Наполеон Бонапарт - Альберт Манфред 29 стр.


Мысль эту отчетливо усвоили все противники режима Директории - слева и справа. Предпринятая бабувистами попытка восстания в Гренельском лагере в 1796 году, недодуманные до конца планы Журдана, Бернадота и других неоякобинцев о создании якобинско-генеральского правительства в 1799 году показывали, что в лагере левых общественных сил понималось значение армии для решения спорных проблем политической борьбы. Но общее соотношение классовых сил в стране в после термидорианский период было неблагоприятным для левых сил. Классом, шедшим к власти, призванным занять командные позиции, в то время была буржуазия, и самая сильная и богатая ее часть - крупная буржуазия. Теперь, когда героический период революции остался позади, оборванный термидором, когда миновала пора неистовств термидорианцев и "буржуазной оргии" Директории, теперь наступала эпоха собственно господства буржуазии. Она шла к власти, она торопилась установить свой порядок.

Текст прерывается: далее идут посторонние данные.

Issue #1022, opened 2026-06-23
Behind a corporate proxy, the host daemon can't reach the model backend (proxy env vars stripped from its allowlist) — sharing what I hit + a local patch, looking for the right approach


l3xba3r:
### What I ran into

I'm trying out omnigent on macOS inside a corporate network that requires an authenticated HTTP proxy. On open WiFi everything works; behind the corporate proxy `omnigent run` reliably fails — the background **host daemon** never comes online and the CLI aborts after 30s with *"the connect daemon for host '…' did not come online within 30s."*

I dug into it and wanted to share what I found, plus the small patch I'm running locally — but I'm really opening this to **ask what the right approach is**, since it touches a deliberate design decision (the env allowlists) rather than just being an obvious bug.

### Environment

- omnigent 0.2.0, macOS
- Model backend via the Databricks provider
- Authenticated corporate proxy in the shell (`HTTPS_PROXY=http://USER:***@proxy.example.com:3128`)

### What's happening (as far as I can tell)

1. `omnigent run` spawns the background host daemon, which authenticates to the Databricks backend via `databricks-sdk`.
2. The daemon env is built by `_build_host_daemon_env` (`cli.py`). The standard proxy vars (`HTTP_PROXY`/`HTTPS_PROXY`/`NO_PROXY`/`ALL_PROXY`) aren't on its allowlists and match none of its prefixes (`LC_`, `MLFLOW_`, `OTEL_`, `ANTHROPIC_DEFAULT_`, `AZURE_OPENAI_`, `DATABRICKS_`, `OMNIGENT_`, `OPENAI_`), so they're dropped. (`OPENAI_PROXY` happens to survive via the `OPENAI_` prefix, but the Databricks SDK doesn't read it.)
3. With no `HTTPS_PROXY`, the SDK attempts a **direct** connection, which my corporate firewall silently blackholes → it hangs and times out after **5 minutes**, well past the 30s the CLI waits.

### Evidence

- `curl` to the Databricks workspace **through the proxy** → HTTP 200 in ~0.2s; the **same request direct** → times out (firewall blackhole).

Появление Сиейеса - идеологически, политически, как угодно, представлявшего именно крупную буржуазию, - в Люксембургском дворце и означало стремление крупной буржуазии установить свою власть. Этот старый ворон для того и прилетел, чтобы прокаркать: пора, пора, пора устанавливать буржуазный порядок.

Но история почти никогда не идет прямыми дорогами. И Сиейес, оказавшись в Люксембургском дворце, при всем самомнении быстро понял, что при существующем зыбком и неустойчивом соотношении политических сил, своеобразном колеблющемся равновесии мечты его класса о порядке невозможны без применения того же ставшего необходимым средства - без вооруженной силы, без армии.

"Мне нужна шпага", - повторял Сиейес, и эта мечта о шпаге, даже более того - практические поиски шпаги стали в сущности политической программой крупной буржуазии в 1799 году. Конкретно это означало, что в повестку дня был поставлен государственный переворот, ликвидирующий режим Директории и устанавливающий с помощью шпаги буржуазный порядок в стране.

Альбер Вандаль, автор "Возвышения Бонапарта", писал: "Бонапарт вернулся с твердым намерением покончить с Директорией и овладеть властью". Это звучало безапелляционно, но между тем Вандаль, так сказать основоположник этой Исторической версии, не приводил никаких фактов в ее подтверждение.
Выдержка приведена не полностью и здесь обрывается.